The people Jesus was speaking with were Jews. They were familiar with the Hebrew Scriptures. They would have recognized our first reading from Ezekiel. God cuts off the top of a ‘lofty cedar,’ and replants it to become
“a noble cedar, and under it every kind of bird will live; in the shade of its branches will nest winged creatures of every kind.”
The cedar was a tree of nobility, used by kings for building, and for religious materials. Jesus was playing around with images. That’s why this is a parable. He uses the same image, but in place of ‘the noble cedar’, he replaces it with the ‘mustard seed’ which is defined in some farming states as a noxious weed. Then Jesus calls it “the Greatest of all shrubs.” The Greatest of all Noxious Weeds. That was the point when people were snorting milk out of their noses.
That’s the Kingdom, the Movement of God. We start it moving. We do our job, what we are supposed to do, but then God takes over, and we can go back to sleep. It’s not up to us. It’s completely out of our control.
This is something we want. It’s not just God’s good idea for the earth, that we are supposed
to work towards some day. Right now, there are over 65 MILLION people displaced from their homes because of war, civil unrest, terror, violence, crushing poverty, and climate change. –
(MPR Morning Edition, and Working Preacher, Luther Theological Seminary)
We have little children separated from their parents and living in foster homes, not knowing if they will ever see each other again, due to Our immigration policies. What does it mean then, that in the Movement of God, all small things will find safety, comfort, and shelter in his branches? What does that mean towards us? We better start working towards it. And, it isn’t about us. It is, and it isn’t. We light the initial spark, and God takes it, like wildfire.
The mighty, noble cedar, and the Greatest of All noxious plants, remind me of Father’s Day. This is what Fathering hopes to do. Create an environment where all can shelter in health under God’s branches. One of my church friends writes articles for her parish newsletter. She wrote
Drs. Without Borders told the story of the migrants from northern Africa fleeing in rubber rafts, rescued from the waters of the Mediterranean Sea by a Doctors Without Borders ship – and then turned away by both Italy and Malta. They are now on their way to Spain.
One doctor told how the migrants suffer from chemical burns. He explained that the rubber rafts are leaky, unstable crafts and these brothers and sisters of ours sit crowded together on the bottom of the raft in a toxic mixture of gasoline and water for hours and hours. Their skin breaks down. They suffer extremely painful second degree burns.”
When I was a little girl, about 8 or 9, my parents bought a pony for our farm. My sisters and brother and I were riding in the barnyard, and my dad was working in the garden across the yard. When I was on him, the pony suddenly started to buck, and I knew I couldn’t hang on.
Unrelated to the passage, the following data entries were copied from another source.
PR #349, opened 2021-06-23
ObsActiveStatus

swalker2m:
A second attempt to satisfy the model requirements of this part of the inception document:

> There is a pull-down menu that shows the current status, and with appropriate permissions, allows changing the status. Each observation may also be separately marked as either "Active'' or "Inactive'' (the vertical toggle switch on the right side of the badge) which allows PIs to prevent or halt execution of "Ready'' or "Ongoing'' observations while retaining their status information.

Adds an `ObsActiveStatus`, for want of a better name.


cquiroz (approved):
LGTM

PR #350, opened 2021-06-23
Add Scorpio/Zorro/Alopeke

cquiroz:
Signed-off-by: Carlos Quiroz <carlos.m.quiroz@gmail.com>


modules/core/shared/src/main/scala/lucuma/core/enum/Instrument.scala
```diff
@@ -56,7 +59,10 @@ object Instrument {
       Niri,
       Phoenix,
       Trecs,
-      Visitor
+      Visitor,
+      Scorpio,
+      Alopeke,
+      Zorro
```
swalker2m, line 65: It isn't clear in my head when to add a visitor instrument to the list and when to just let it be `Visitor`.  Seems like we should add all of them as they come up and remove `Visitor` or else remove the specific visitor instances?

swalker2m (approved):
Looks good to me.

modules/core/shared/src/main/scala/lucuma/core/enum/Instrument.scala
cquiroz: It seems zorro and alopeke are kind of permanent? They show up on the PIT but not in the OT nor the seqexec right?

PR #365, opened 2021-07-27
Remove ConstraintSet.Id

toddburnside:


modules/core/shared/src/main/scala/lucuma/core/model/ids.scala
```diff
@@ -8,7 +8,6 @@ import eu.timepit.refined.auto._
 object Asterism       extends WithId('a')
 object Atom           extends WithId('m')
 object Configuration  extends WithId('x')
-object ConstraintSet  extends WithId('c')
```
toddburnside, line 11: I guess we could give `c` to Configuration if we wanted.

swalker2m: Bonus!

swalker2m (approved):
Looks good to me. :+1:

PR #487, opened 2022-03-11
Add gaia bands

cquiroz:


modules/core/shared/src/main/scala/lucuma/core/enum/Band.scala
```diff
@@ -276,9 +276,39 @@ object Band {
...
+      )
+
+  /** @group Constructors */
+  case object GaiaGrp
+      extends BandWithDefaultUnits[VegaMagnitude, VegaMagnitudePerArcsec2](
+        "GaiaGrp",
+        "grp",
+        "Grp",
+        Wavelength(845000),
+        410.withRefinedUnit[Positive, Nanometer] // 640-1050
```
swalker2m, line 306: Where does `410` come from?

modules/core/shared/src/main/scala/lucuma/core/enum/GuideProbe.scala
```diff
@@ -0,0 +1,49 @@
...
+package enum
+
+import cats.syntax.eq._
+import lucuma.core.util.Enumerated
+
+/**
+ * Enumerated type for Guiding probes
+ * @group Enumerations (Generated)
+ */
+sealed abstract class GuideProbe(val tag: String) extends Product with Serializable
```
swalker2m, line 15: There are more like categories of guide probes rather than particular guide probes. Maybe `GuideProbeCategory` or something?  I can't remember why we need this.  What do we do with it?

swalker2m (approved):
Looks good.  :+1:

modules/core/shared/src/main/scala/lucuma/core/enum/GuideProbe.scala
swalker2m: This is orthogonal to the GAIA bands, correct?

modules/core/shared/src/main/scala/lucuma/core/enum/Band.scala
cquiroz: 1050-640, that's what I understand as the width

swalker2m: :+1:

modules/core/shared/src/main/scala/lucuma/core/enum/GuideProbe.scala
cquiroz: AGS indexes the search params by guide probe type. I'm making a few non-trivial changes to ags on how the searches are conducted, maybe I could keep this enum in AGS until I'm sure we are going to need it

PR #489, opened 2022-03-14
Rename Gaia bands.

rpiaggio:


swalker2m (approved):
Was this prompted by a request from science?  At any rate, it seems good to me.  :+1:

cquiroz (approved):
LGTM

rpiaggio:
> Was this prompted by a request from science?

It all started because `GaiaG`'s `shortName` clashed with one of the Sloan bands. This is what's displayed to the user when selecting a band, so the idea is to bring it as close as possible to the names used by science, which actually have `BP` and `RP` as a subscript. Maybe at some point we can make the UI display as a subscript whatever's followed by the `_`. For the API/tag, `G` already seems to stand for Gaia, so `GaiaG` seemed duplicate.

It'd be a good idea to have this validated by science, I'll ask them.

andrewwstephens:
:+1:

PR #490, opened 2022-03-15
Add ConstraintSet, ElevationRange.

rpiaggio:


.scalafmt.conf
```diff
@@ -1,2 +1 @@
-include ".scalafmt-common.conf"
-project.includePaths = [] # disables formatting
+include ".scalafmt-local.conf"
```
rpiaggio, line 1: Whoever whants to enable scalafmt can just create a local `.scalafmt-local.conf` file with a single line containing `include ".scalafmt-common.conf"`.

modules/core/shared/src/main/scala/lucuma/core/model/ConstraintSet.scala
```diff
@@ -0,0 +1,78 @@
...
+import monocle.Lens
+import monocle.Optional
+
+/** Constraints for an observation. */
+final case class ConstraintSet(
+  imageQuality:    ImageQuality,
+  cloudExtinction: CloudExtinction,
+  skyBackground:   SkyBackground,
+  waterVapor:      WaterVapor,
+  elevationRange:  ElevationRange
```
cquiroz, line 25: Do we ever let not having an elevation range? Or do we have the equivalent to `Any` range

modules/core/shared/src/main/scala/lucuma/core/model/ElevationRange.scala
```diff
@@ -0,0 +1,121 @@
...
+
+  final case class AirMass private (
+    min: AirMass.DecimalValue,
+    max: AirMass.DecimalValue
+  ) extends ElevationRange
+
+  final case class HourAngle private (
+    minHours: HourAngle.DecimalHour,
+    maxHours: HourAngle.DecimalHour
+  ) extends ElevationRange
```
swalker2m, line 27: We don't need the `sealed abstract case class` trick to prevent using the `copy` constructor anymore correct?

swalker2m (approved):
Looks good to me. :+1:

modules/core/shared/src/main/scala/lucuma/core/model/ConstraintSet.scala
swalker2m: Hmm good question. `Airmass.Default` (1-2) seems fine to me.

modules/core/shared/src/main/scala/lucuma/core/model/ElevationRange.scala
rpiaggio: Correct. And we can still use the `copy` method within the companion object, eg from lenses.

As I was thrown high in the air, I looked over and saw my father running across the yard. As he ran towards the fence, he reached down with one hand on the gate and leaped over it. I was so impressed. I’ll never forget that. His kid was in danger, so he leaped the fence.
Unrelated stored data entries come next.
PR #493, opened 2022-03-30
Add Point shape

cquiroz:
This is the first of one of a bunch of PRs towards AGS.
I found it useful to be able to define a single point geometry, specifically to designate the location of a base target

### DIFF
--- a/modules/core/shared/src/main/scala/lucuma/core/geom/GmosScienceAreaGeometry.scala
+++ b/modules/core/shared/src/main/scala/lucuma/core/geom/GmosScienceAreaGeometry.scala
@@ -16,6 +16,13 @@ import lucuma.core.math.syntax.int._
   */
 object GmosScienceAreaGeometry {
 
+  // base target
+  def base =
+    ShapeExpression.point(Offset.Zero)
+
+  def baseAt(posAngle: Angle, offsetPos: Offset) =
+    base ↗ offsetPos ⟲ posAngle
+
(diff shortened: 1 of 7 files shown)


modules/core/shared/src/main/scala/lucuma/core/geom/GmosScienceAreaGeometry.scala
```diff
@@ -16,6 +16,13 @@ import lucuma.core.math.syntax.int._
   */
 object GmosScienceAreaGeometry {
 
+  // base target
+  def base =
+    ShapeExpression.point(Offset.Zero)
```
swalker2m, line 21: It's trivial but maybe add the `: ShapeExpression` type annotation to these?  I thought that was checked somewhere.

modules/core/shared/src/main/scala/lucuma/core/geom/GmosScienceAreaGeometry.scala
```diff
@@ -16,6 +16,13 @@ import lucuma.core.math.syntax.int._
...
+
+  def baseAt(posAngle: Angle, offsetPos: Offset) =
```
swalker2m, line 23: By definition the base is always at `(0, 0)` so maybe `def pointAt` would be an appropriate name?

swalker2m (approved):
Seems good to me. :+1:

PR #494, opened 2022-03-31
Add trigonometric functions to angle

cquiroz:
The rationale for this change is to remove a step where you need to look exactly what units needs the param when you call sine/cos/tan


swalker2m (approved):
Seems like a good idea to me.  :+1:

PR #495, opened 2022-03-31
Add a diff method for coordinates

cquiroz:
The current offset functions on `Coordinates` are for a planar geometry but we often need them on a spherical one.
This PR removes the old ones and adds one taken from the OT


modules/core/shared/src/main/scala/lucuma/core/math/Coordinates.scala
```diff
@@ -11,39 +11,50 @@ import lucuma.core.syntax.all._
...
+      val acosValue = acos(cosd)
+      if (acosValue.isNaN) 0.0 else acosValue
     }
 
-  /**
-   * Offset these `Coordinates` by the given deltas. If the declination crossed a pole the right
-   * ascension will have been flipped 180°.
-   * @group Operations
-   */
-  def offset(dRA: HourAngle, dDec: Angle): Coordinates =
```
swalker2m, line 38: I think `offset` and `offsetWithCarry` are correct.  It adds an offset in `HourAngle` so it's correct at any declination, though the actual angular separation will differ according to declination.  At any rate, maybe we don't need this method at the moment but I would keep it and `offsetWithCarry`.

swalker2m (commented):
Looks great, thanks for fixing this!  I would just vote to keep the `offset` methods as well.

modules/core/shared/src/main/scala/lucuma/core/math/Coordinates.scala
swalker2m: I guess I could be swayed that this calculation, though correct, is never going to be useful, if anyone disagrees.

cquiroz: I thought about keeping but renaming it as `planarOffset` and add another `offsetBy(posAngle, offset): Coordinates` method

swalker2m (approved):
Looks good. :+1:

PR #498, opened 2022-04-01
Migrate Uid from lucuma-tmp-api

rpiaggio:
Migrates `Uid` from `lucuma-tmp-api` and defines the model `WithUid` instances.

I had to remove the `random` methods in order not to introduce a dependency on `cats-effect`.

Also: organize imports.


swalker2m (approved):
:+1:

PR #500, opened 2022-04-05
BrightnessValue -> BigDecimal

rpiaggio:
For some brightness units (specifically, Watts and Ergs based units), the brightness value is usually expressed with very small values (eg `e-19`). The `BrightnessValue` class seemed designed to express only magnitude values. This PR deletes its and replaces its use for `BigDecimal`.

PD: Sorry @cquiroz for the work you put into https://github.com/gemini-hlsw/lucuma-core/pull/492, I didn't remember this pending requirement at the time of reviewing.


modules/core/shared/src/main/scala/lucuma/core/enum/GpiObservingMode.scala
```diff
@@ -23,8 +22,8 @@ sealed abstract class GpiObservingMode(
   val apodizer:             Option[GpiApodizer],
   val fpm:                  Option[GpiFPM],
   val lyot:                 Option[GpiLyot],
-  val brightLimitPrism:     Option[BrightnessValue],
-  val brightLimitWollaston: Option[BrightnessValue],
+  val brightLimitPrism:     Option[BigDecimal],
+  val brightLimitWollaston: Option[BigDecimal],
```
rpiaggio, line 26: We could rename `BrightnessValue` to `MagnitudeValue` and keep it only for this case.

cquiroz: I'm not sure I follow

cquiroz (approved):
This probably makes sense. LGTM

PR #502, opened 2022-04-07
Bounding box

cquiroz:
Adds a method to get a box of offsets for a given shape

image


cquiroz:
I'll rework this a bit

How would a father respond, seeing his children sitting in in toxic water for days on end, or babies crying because they were separated from their families, and placed with strangers hundreds of miles away?
We are called to ‘Father’. We Father each other. We Father our friends and relatives. We father the nation. When we try to spread this concept of shelter for the vulnerable, of safety for the threatened, of strength for the weak, a strong voice for the voiceless or kindness towards the wounded, we are fathering. This activity is so important that for thousands of years, we gave the name to God.
Thank you Fathers, and all of you for Fathering. The world has never needed it more. You plant the seed. Plant a lot of them. Then go take a nap. God can do the rest. Amen.